Two Barrow County department directors on opposite sides of the ongoing race and gender discrimination controversy have been issued written reprimands.
The pair of Feb. 10 reprimands were issued by Commissioner Ben Hendrix to Lyn Clement and Norma Jean Brown.
Hendrix is the chairman pro tem of the Barrow County Board of Commissioners, and the board last week directed him to oversee any disciplinary actions related to the recently completed investigation.
Normally, Commission Chairman Danny Yearwood disciplines directors. However, he is one of the two officials accused of race and gender discrimination.
A county investigation cleared Yearwood of discrimination, but found that he had violated county policy by yelling at Brown and others. Yearwood has not participated in closed board meetings concerning the investigation and did not participate in the decision to discipline Clement.
Clement’s reprimand notes that the county’s investigator, David G. Archer of Cartersville, did not feel that Clement had any racial motivation when he talked in October 2009 to two HR employees about senior network engineer Sebastian Ododa. But Archer said whatever Clement said to Michelle Thrasher and Kristi Carey could reasonably have been perceived as offensive.
The two women said Clement had talked about using a “noose” to hang or lynch Ododa, a senior network engineer. But Clement flatly denied saying that.
The written reprimand notes that the Barrow County Employee Handbook prohibits such conduct.
The reprimand reminds Clement that the county government “does not condone, and will not tolerate, any level or type of discrimination based upon race.”
It suggests that he read the personnel policies prohibiting workplace harassment “to ensure complete conformance with applicable standards.”
Hendrix also directs Clement to locate an appropriate “management training course,” as Archer recommended. Hendrix writes that it must be approved by the board, paid for by Clement, and documented that it has been completed within six months.
The letter also informs Clement that the BOC is “reviewing the organizational structure” under his direction and that Hendrix anticipates that “changes will be made as a result of this investigation and to ensure the most effective and functional operation for the County.”
For more details, see the Feb. 17 edition of the Barrow Journal.

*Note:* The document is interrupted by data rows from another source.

PR #1400, opened 2021-03-18
Fix negative depth values in ampliconstats output.

jkbonfield:
These come about due to primer-dimers where the sequence start coordinate matches a known primer, but the sequence doesn't extend beyond the primer itself.  If the primer in question is one of a pair (ie having an ALT primer), then the primer-dimer sequences can finish multiple bases before the inner start coordinate for the amplicon.

This case wasn't handled, leading to a negative increment to the number of amplicon bases and consequential negative CDEPTH.

Also applied a minor rounding error correction to CDEPTH STDDEV where a value of zero is sometimes a tiny negative value, giving rise to -nan when passed into sqrt.

### DIFF
--- a/amplicon_stats.c
+++ b/amplicon_stats.c
@@ -523,20 +523,24 @@ static int accumulate_stats(astats_t *stats,
         stats->nfailprimer++;
 
     if (anum >= 0) {
-        stats->nreads[anum]++;
-        // NB: ref bases rather than read bases
-        stats->nbases[anum] +=
-            MIN(end,amp[anum].min_right+1) - MAX(start,amp[anum].max_left);
+        int64_t c = MIN(end,amp[anum].min_right+1) - MAX(start,amp[anum].max_left);
+        if (c > 0) {
+            stats->nreads[anum]++;
+            // NB: ref bases rather than read bases
+            stats->nbases[anum] += c;
 
-        int64_t i;
-        if (start < 0) start = 0;
-        if (end > args->max_len) end = args->max_len;
+            int64_t i;
+            if (start < 0) start = 0;
+            if (end > args->max_len) end = args->max_len;
 
-        int64_t ostart = MAX(start, amp[anum].min_left-1);
-        int64_t oend = MIN(end, amp[anum].max_right);
-        int64_t offset = amp[anum].min_left-1;
-        for (i = ostart; i < oend; i++)
-            stats->coverage[anum*stats->max_amp_len + i-offset]++;
+            int64_t ostart = MAX(start, amp[anum].min_left-1);
+            int64_t oend = MIN(end, amp[anum].max_right);
+            int64_t offset = amp[anum].min_left-1;
+            for (i = ostart; i < oend; i++)
+                stats->coverage[anum*stats->max_amp_len + i-offset]++;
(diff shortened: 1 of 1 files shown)


amplicon_stats.c
```diff
@@ -523,20 +523,24 @@ static int accumulate_stats(astats_t *stats,
...
-        int64_t ostart = MAX(start, amp[anum].min_left-1);
-        int64_t oend = MIN(end, amp[anum].max_right);
-        int64_t offset = amp[anum].min_left-1;
-        for (i = ostart; i < oend; i++)
-            stats->coverage[anum*stats->max_amp_len + i-offset]++;
+        int64_t c = MIN(end,amp[anum].min_right+1) - MAX(start,amp[anum].max_left);
+        if (c > 0) {
+            stats->nreads[anum]++;
+            // NB: ref bases rather than read bases
+            stats->nbases[anum] += MAX(c, 0);
```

The county has a senior manager who, because of his misbehavior, is relieved of substantial duties, said misbehavior causing him to be ordered to "read" the county's employeed and book and to take a management course at his expense. Why do we have a manager who needs (a) to be told to read the employee handbook, and (b) take a course in management? You'd think the county would expect these prior to employment or continued employment.

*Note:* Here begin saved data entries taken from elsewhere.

PR #1401, opened 2021-03-23
samtools flags: allow multiple flag arguments to be converted

### LINKED ISSUE #749: samtools flags fails with multiple flag parameters, despite help msg
```

# claims to take multiple things with [,...]
About: Convert between textual and numeric flag representation
Usage: samtools flags INT|STR[,...]

# works
$ samtools flags 60
0x3c    60      UNMAP,MUNMAP,REVERSE,MREVERSE

# help message and no answer
$ samtools flags 60 43

About: Convert between textual and numeric flag representation
Usage: samtools flags INT|STR[,...]

Flags:
        0x1     PAIRED        .. paired-end (or multiple-segment) sequencing technology
        0x2     PROPER_PAIR   .. each segment properly aligned according to the aligner
        0x4     UNMAP         .. segment unmapped
        0x8     MUNMAP        .. next segment in the template unmapped
        0x10    REVERSE       .. SEQ is reverse complemented
        0x20    MREVERSE      .. SEQ of the next segment in the template is reversed
        0x40    READ1         .. the first segment in the template
        0x80    READ2         .. the last segment in the template
        0x100   SECONDARY     .. secondary alignment
        0x200   QCFAIL        .. not passing quality controls
        0x400   DUP           .. PCR or optical duplicate
        0x800   SUPPLEMENTARY .. supplementary alignment

# lets try the comma it suggested, but it ignores the second one
$ samtools flags 60,43
0x3c    60      UNMAP,MUNMAP,REVERSE,MREVERSE
```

The county has a HR director around whom controversy seems to always swirl. Is she more of a liability than an asset to the county?
Rather than clean house in the 2008 election, it seems that Barrow County was cleaned out of decent elected and employed managers and will likely be cleaned out financially before these messes are fixed.
Yearwood= All foam no beer
Clement= Surfing in Nebraska
Neither of them has a clue what they are doing and allow their own frustration with their own ineptitude to boil over into this situation and then, we have to pay for an investigation.
Clement doesn't need to be "trained" he needs to be FIRED and Yearwood needs to resign or face a recall. How much more of these two blithering idiots and their "Management Style" are we going to have to stomach?
Barrow County Take note:
Yearwood's Anger Management Course...
Clement's Management Classes...
I rest my case. Lipstick on a pig.
Fire/recall them both. The sooner the better.
As for Brown, I am not sure what the correct course of action should be for her although it does seem that she has her own issues which need to be handled. Why don't we really clean house and just start from scratch?